-------- Data section
PR #940, opened 2024-09-19
Prepare node rewards canister to XDR Rewards computation

pietrodimarco-dfinity:
- Added node `dc_id` `region` `node_type` `node_operator_id` infos  to nodes
- Adapted daily metrics updates to update rewards table
- Adapted daily metrics updates to update nodes with registry data
- Include new features in front end canister
- Test `node_type` computation

### DIFF
--- a/rs/dre-canisters/trustworthy-node-metrics/src/trustworthy-node-metrics/src/metrics_manager.rs
+++ b/rs/dre-canisters/trustworthy-node-metrics/src/trustworthy-node-metrics/src/metrics_manager.rs
@@ -1,5 +1,6 @@
 use std::collections::BTreeMap;
 
+use candid::Principal;
 use dfn_core::api::PrincipalId;
 use futures::FutureExt;
 use ic_base_types::NodeId;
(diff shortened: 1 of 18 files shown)


rs/dre-canisters/trustworthy-node-metrics/src/trustworthy-node-metrics/src/metrics_manager.rs
```diff
@@ -167,24 +140,121 @@ fn grouped_by_node(subnet_metrics: Vec<(PrincipalId, Vec<NodeMetricsHistoryRespo
...
+    if rewardable_nodes.is_empty() {
+        "unknown:no_rewardable_nodes_found".to_string()
+    } else {
+        loop {
+            let (k, v) = match rewardable_nodes.pop_first() {
+                Some(kv) => kv,
+                None => break "unknown:rewardable_nodes_used_up".to_string(),
+            };
+            if v != 0 {
+                break k;
```
NikolaMilosa, line 161: Don't suggest using `break` because here it is meant to actually `return`. Its misleading. `Break exp` is just a way to be able to easily assign a value from a loop, so you don't have to use `mut temp...`

NikolaMilosa (approved):

PR #166, opened 2020-01-21
Fix situations where require blocks in interfaces listed types not ac…

dburgener:
…tually referenced by that interface

Signed-off-by: Daniel Burgener <dburgener@tresys.com>

### DIFF
--- a/policy/modules/system/userdomain.if
+++ b/policy/modules/system/userdomain.if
----------------
Among the lines of the records above, count those holding the string "userdomain", and report only the number.

2